Court Opinion

ID: 5859601
Source: CourtListenerOpinion
Date Created: 2022-01-13 01:14:42.314739+00
Date Added: 2024-06-11T08:44:23.288769
License: Public Domain

Milonas, J.
(concurring). Plaintiffs Joel and Linda Shapiro are the leasehold tenants of apartment 20H at 245 East 40th Street in Manhattan pursuant to a written lease commencing July 1, 1980 and terminating June 30, 1983. By letter dated June 10, 1981, plaintiffs, through their counsel, advised defendant landlord of their intention to *59sublet the apartment to one Mina Schottenfeld, effective August 1, 1981. After requesting and receiving additional information from the plaintiffs, defendant-appellant Dwelling Managers, Inc., the managing agent for the premises, advised the Shapiros that it. would not consent to the sublet. The basis for the rejection was, in part, that the plaintiffs’ primary residence was now the co-operative apartment which they had purchased at 345 East 83rd Street. The landlord thereupon offered to release plaintiffs from the remaining period of the lease.
The housing situation existing within the City of New York has been considered sufficiently serious to warrant remedial measures in the form of rent control and rent stabilization laws.
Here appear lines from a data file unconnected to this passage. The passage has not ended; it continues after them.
PR #373, opened 2020-11-06
feat: add reaction violation checker

### LINKED ISSUE #281: Implement check for all violations in a reaction
A new function that can check for all violated rules is needed. I propose the form 
```python3 
check_violations(initial_state, final_state, interaction_type: Optional[InteractionTypes]) -> List[str]
```

Before the `FullPropagator` also had this responsibility of finding all violations. This functionality has to be re-implemented here. Concretely an additional managing layer on top of the csp solver is needed. There are two options (I favor option 1):

1. A new approach would be to always use all rules and individually check each rule which graph they violate. Then by looking at the results of each rule the violation can be accurately determined. If the user requested a specific interaction, the violated rules can be filtered for that specific interaction.
2. Previously it was iteration on the temporary result until there are no more violations. This iteration is required due to early stopping of the solvers if there are violations. The following already implements this (it just has to be adapted a bit)

```python3
        def __determine_all_violations(
            self, current_result: Result, graph_settings: GraphSettings
        ) -> Result:
            # Unfortunately the csp constraint module will jump out of the
            # solving process one a rule violates all possibilities.
            # In order to find all violations a recursing with csp is needed.
            # A simple validation will not suffice, because some node quantum
            # numbers may not be set by the user. So they have to be generated
            # by the system.
            # Stop rerun once the set of not_executed_rules does not change
            # or is empty. Then just finish up with validation
            # solver = CSPSolver(self.__allowed_intermediate_particles)
            previous_result = Result([])
            violated_rules = current_result.violated_rules
            while (
                previous_result.not_executed_rules
                != current_result.not_executed_rules
                and current_result.not_executed_rules
            ):
                previous_result = current_result
                for (
                    node_id,
                    node_setting,
                ) in graph_settings.node_settings.items():
                    node_setting.conservation_rules = (
                        current_result.not_executed_rules[node_id]
                    )
                current_result = self.__run_csp(self.__graph, graph_settings)
                for node_id, rule_set in current_result.violated_rules.items():
                    violated_rules[node_id].update(rule_set)

            validated_result = validate_fully_initialized_graph(
                self.__graph, current_result.not_executed_rules
            )
            for (
                node_id,
                rule_set,
            ) in validated_result.violated_rules.items():
                violated_rules[node_id].update(rule_set)

            return Result(
                [], validated_result.not_executed_rules, violated_rules
            )
```

spflueger:
Closes #281 

Note that it currently cannot guarantee to find all violations on a general level, as this may require to run the CSPSolver with intermediate states. With the current two stage processing workflow this extremely time consuming.


spflueger:
Note that I still have to improve 
- [] the docstring
- [] add the rule group violation feature (a group of rules violate things as a collection)

src/expertsystem/reaction/__init__.py
```diff
@@ -429,6 +453,184 @@ def _solve(
...
+    ) -> Set[str]:
+        node_id = list(graph.nodes)[0]
+        return validate_fully_initialized_graph(
+            graph,
+            rules_per_node={node_id: node_rules},
+            rules_per_edge={},
+        ).violated_node_rules[node_id]
+
+    # Step 1: create n-body topology
+    # Using and n-body topology is enough, to determine the violations reliably
```
redeboer, line 491: Using an~d~

src/expertsystem/reaction/__init__.py
```diff
@@ -429,6 +453,184 @@ def _solve(
...
 
 
+def check_reaction_violations(
+    initial_state: Union[StateDefinition, Sequence[StateDefinition]],
+    final_state: Sequence[StateDefinition],
+) -> Set[Tuple[str, ...]]:
+    """Determine violated interaction rules for a given particle reaction.
+
+    .. warning:: This function does only guarantees to find P, C and G parity
+      violations, if its a two body decay. If all initial and final states have
```
redeboer, line 463: it's

src/expertsystem/reaction/__init__.py
```diff
@@ -429,6 +453,184 @@ def _solve(
...
+        len(initial_state), len(final_state)
+    )[0]
+
+    # Step 2: initialize topologies with initial and final state
+    initialized_graphs = initialize_graph(
+        topology=topology,
+        particles=load_default_particles(),
+        initial_state=initial_state,
+        final_state=final_state,
+    )
```
redeboer, line 513: Perhaps like in line 505 also take `[0]` here?

src/expertsystem/reaction/__init__.py
```diff
@@ -429,6 +453,184 @@ def _solve(
...
+        rules_per_node={},
+        rules_per_edge={
+            edge_id: pure_edge_rules
+            for edge_id in initialized_graphs[0].get_initial_state_edges()
+            + initialized_graphs[0].get_final_state_edges()
+        },
+    )
+
+    if edge_check_result.violated_edge_rules:
+        raise ValueError(
```
redeboer, line 533: Why raise here?

src/expertsystem/reaction/__init__.py
```diff
@@ -429,6 +453,184 @@ def _solve(
...
+            f"Some edges violate"
+            f" {edge_check_result.violated_edge_rules.values()}"
+        )
+
+    # Those rules give the same results, independent on the node and spin props.
+    # Note they are also independent of the topology and hence their results
+    # are always correct.
+    edge_qn_conservation_rules: Set[Rule] = {
```
redeboer, line 541: Hm not very DRY, but once again related to #169

src/expertsystem/reaction/__init__.py
```diff
@@ -429,6 +453,184 @@ def _solve(
...
+        )
+    }
+
+    # Step 5: Create combinations of graphs for magnitudes of S and L, but only
+    # if it is a two body reaction
+    ls_combinations = [
+        InteractionProperties(l_magnitude=l_mag, s_magnitude=s_mag)
+        for l_mag, s_mag in product([0, 1], [0, 0.5, 1, 1.5, 2])
+    ]
+    node_id = list(initialized_graphs[0].nodes)[0]
```
redeboer, line 568: Alternative without conversion:
```python
next(iter(initialized_graphs[0].nodes))
```

redeboer: Also see remark at 513

src/expertsystem/reaction/__init__.py
```diff
@@ -429,6 +453,184 @@ def _solve(
...
+    graphs = []
+    for ls_combi in ls_combinations:
+        for graph in initialized_graphs:
+            new_graph = copy(graph)
+            new_graph.node_props = {node_id: ls_combi}
+            graphs.append(new_graph)
+
+    # Step 6: Then verify each graph with the interaction rules. Process each
+    # rule separately and keep track of the on which graph each rule passes or
```
redeboer, line 577: ~the on~

tests/channels/test_nbody_reactions.py
```diff
@@ -27,164 +25,138 @@ def reduce_violated_rules(
...
-        #     ],
-        # ),
-        ((["Delta(1232)+"], ["p", "pi0"]), []),
-        ((["nu(e)~", "p"], ["n", "e+"]), []),
-        # (  # https://github.com/ComPWA/expertsystem/issues/281
-        #     (["e-", "p"], ["nu(e)", "pi0"]),
-        #     ["BaryonNumberConservation", "SpinConservation"],
-        # ),
-        ((["p", "p"], ["Sigma+", "n", "K~0", "pi+", "pi0"]), []),
+            {"ChargeConservation", "isospin_conservation"},
```
redeboer, line 28: Though not immediately relevant for this PR (the conversion from `ConservationRule` class to `str` was introduced earlier on), I now wonder if the strings should be made more concise/intuitive, like `violated_rules == {"isospin", "charge", "c_parity"}`. The naming distinction between function vs callable class is irrelevant for the output of this facade.

tests/channels/test_nbody_reactions.py
```diff
@@ -27,164 +25,138 @@ def reduce_violated_rules(
...
 
-    stm.set_allowed_interaction_types([InteractionTypes.Strong])
-
-    graph_interaction_settings = stm.prepare_graphs()
-    result = stm.find_solutions(graph_interaction_settings)
-
-    reduced_violations = reduce_violated_rules(result.violated_node_rules)
-    assert set(reduced_violations) == set(expected)
+    reduced_violations = reduce_violated_rules(violations)
+    print("not allowed! violates: " + str(reduced_violations))
```
redeboer, line 161: I would just remove all print statements in tests (and replace them with `assert`s where possible). Same with line 153

redeboer (commented):
Here are some thoughts already.
Some other problems I have (but no solution for it):
- It's not so clear to me what the nested `set`-of-`tuple`s is useful for.
- The function is non-configurable: rules are hard-coded into the function and don't make use of the default settings.
- I'm trying to see whether it's possible to split out the different steps (having a long function that needs to be explained in comments comments), but it's hard to see how.

tests/channels/test_nbody_reactions.py
spflueger: Can of course be done, but some conversion code or `__str__` definitions

src/expertsystem/reaction/__init__.py
spflueger: That's just a safety feature, that should never really happen. These edge rules actually would not needed to be checked, as they simply verify a particle has consistent quantum numbers. And since the particles are extracted from the particle collection and that separately guarantees that particles are clean. I just put that check in as a extra safety net. We could also think about removing the pure edge rules here completely

tests/channels/test_nbody_reactions.py
spflueger: I guess reliably only the latter works

src/expertsystem/reaction/__init__.py
spflueger: But due to spin projections multiple graphs are created here and all of them are needed at the end.

src/expertsystem/reaction/__init__.py
spflueger: That's true. I did not have a good and small solutions while coding this. Hence I solved it like this for now. What I can say is that it would be convenient for this check to retrieve rules as bundles, based on their type (edge rule, interaction rule etc.). Also the set of rules is a customized (it not just all rules split up by type).

src/expertsystem/reaction/__init__.py
spflueger: 44e8ea04bba93a7a35021d254c48a9afa1d045b3

src/expertsystem/reaction/__init__.py
redeboer: Ah I see now. At first I only saw calls to `[0]`

src/expertsystem/reaction/__init__.py
spflueger: 44e8ea04bba93a7a35021d254c48a9afa1d045b3

src/expertsystem/reaction/__init__.py
spflueger: 44e8ea04bba93a7a35021d254c48a9afa1d045b3

src/expertsystem/reaction/__init__.py
spflueger: 44e8ea04bba93a7a35021d254c48a9afa1d045b3

tests/channels/test_nbody_reactions.py
spflueger: 44e8ea04bba93a7a35021d254c48a9afa1d045b3

tests/channels/test_nbody_reactions.py
redeboer: We can leave it like this, it would just be a service to the user, but the current output strings speak for themselves

src/expertsystem/reaction/__init__.py
redeboer: Ok I misunderstood the logics there then

spflueger:
So the PR would be finished from my side. I tried to make the code a bit more self explanatory and get rid of the comments.

redeboer (approved):
GJ

redeboer (changes requested):
So one thing I just realised: there's this weird `reaction.check` function here
https://github.com/ComPWA/expertsystem/blob/44e8ea04bba93a7a35021d254c48a9afa1d045b3/src/expertsystem/reaction/__init__.py#L770-L813

I say weird because I implemented it :grimacing: and know its return values / exceptions raised are counterintuitive. It can be removed in favour of the new violation checker.

However, the alias at the the top module also needs to be replaced somehow
https://github.com/ComPWA/expertsystem/blob/eceeb4bbf8f90954c63040a49493e8a13963044f/src/expertsystem/__init__.py#L54-L55

and that means the interactive page (notebook) needs to be rewritten a bit.

spflueger:
Ok changed

redeboer (approved):
Removed the `reaction.check` facade just now, but otherwise approved :+1:

PR #374, opened 2020-11-08
ci: define GitHub workflow for epic branches

redeboer:
This is an extension of #360. The idea is to have the latest 'stable' state of the framework in the `master` branch and isolate bigger reworks to an 'epic' branch of the form `epic/*`. The CI for this branch is under 1 minute and does not require review, but still allows for discussion.


spflueger:
I guess we have to try this branching model and see if it works like that

spflueger (approved):

PR #274, opened 2022-10-13
Added signal() wrapper.

karya0:


JainTwinkle (approved):
LGTM!
Should we move signal handler-related code in a separate file?

karya0:
Yeah, at some point, we should sanitize mpi_plugin.cpp.

PR #276, opened 2022-10-14
Improvement to enable/disable ckpt in WaitAny.

karya0:


mpi-proxy-split/mpi-wrappers/mpi_request_wrappers.cpp
```diff
@@ -289,6 +289,7 @@ USER_DEFINED_WRAPPER(int, Waitany, (int) count,
         *local_index = i;
         return retval;
       }
+      DMTCP_PLUGIN_ENABLE_CKPT();
```
JainTwinkle, line 292: There are multiple returns. I'm afraid that the function can return before enabling CKPT.

xuyao0127: Yes, I have the same concern here.

JainTwinkle: We can use break instead of return.

karya0: Good catch. Fixed.

JainTwinkle (approved):

PR #278, opened 2022-10-18
Added MANA_FILE_REGEX env var.

karya0:
MANA plugin will use this regex to open files in O_APPEND|O_WRONLY mode at ckpt so that they can be properly truncated on restart.


xuyao0127 (approved):
LGTM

Section YY51-1.0 of the Administrative Code of the City of New York declares that “unless residential rents and evictions continue to be regulated and controlled, disruptive practices and abnormal conditions will produce serious threats to the public health, safety and general welfare”. In this respect, “exorbitant and unconscionable rent increases * * * were being exacted under stress of prevailing conditions of inflation and of an acute housing shortage resulting from a sharp decline in private residential construction * * * that such increases and demands were causing severe hardship to tenants of such accommodations and were uprooting long-time city residents from their communities”. (Administrative Code, § YY51-1.0.) In the context of a housing market characterized by a severe shortage of available accommodations and high rents, the Legislature enacted section 226-b of the Real Property Law to enable tenants to relocate temporarily without forcing them to choose between the equally unattractive alternatives of losing their apartments or making double rent payments.
This court has construed section 226-b of the Real Property Law to provide that if the landlord unreasonably withholds permission to a proposed sublease, the landlord shall be deemed to have consented thereto. (Lexann Realty Co. v Deitchman, 83 AD2d 540; see, also, Conrad v Third Sutton Realty Co., 81 AD2d 50.) In the instant matter, however, the issue is whether a landlord’s refusal to agree to a sublet is unreasonable where it is predicated upon the *60undisputed fact that the apartment involved is no longer the tenants’ primary residence.
An examination of the applicable rent control and rent stabilization statutes indicates that the protections afforded therein were indeed intended to benefit tenants with regard to their primary residences. Thus, section 5 of the Local Emergency Housing Rent Control Act (L1962, ch 21, § 1), which provides the authority for local rent control legislation, states, in effect, that where a particular housing accommodation is not occupied by a tenant as a primary residence, the appropriate city agency may, upon application of the landlord, issue an order decontrolling that apartment. Similarly, section 54 of the Code of the Rent Stabilization Association of New York City, Inc. establishes a procedure whereby the owner may apply to the Conciliation and Appeals Board for a determination that a dwelling unit is not being used as a primary residence and, upon such a finding, may refuse to renew the lease and evict the tenant. Clearly, it was not the purpose of section 226-b of the Real Property Law to facilitate persons who have permanently moved elsewhere in retaining their old apartments in order to derive financial gain or to assist friends or relatives.
Accordingly, where the tenant, as is the case here, has a primary residence other than the apartment in question, the landlord, in offering to release the tenant from further obligations under the lease, cannot be deemed to unreasonably withhold his or her consent under section 226-b of the Real Property Law. The tenants, therefore, are not entitled to compel the landlord to accept the proposed sublease.
Thus, the order and judgment (one paper) of the Supreme Court, New York County (Maresca, J.), entered on November 10, 1981, which declared that the defendants had unreasonably withheld consent to the sublease and directed the defendants to consent thereto in writing, should be reversed on the law and the complaint dismissed.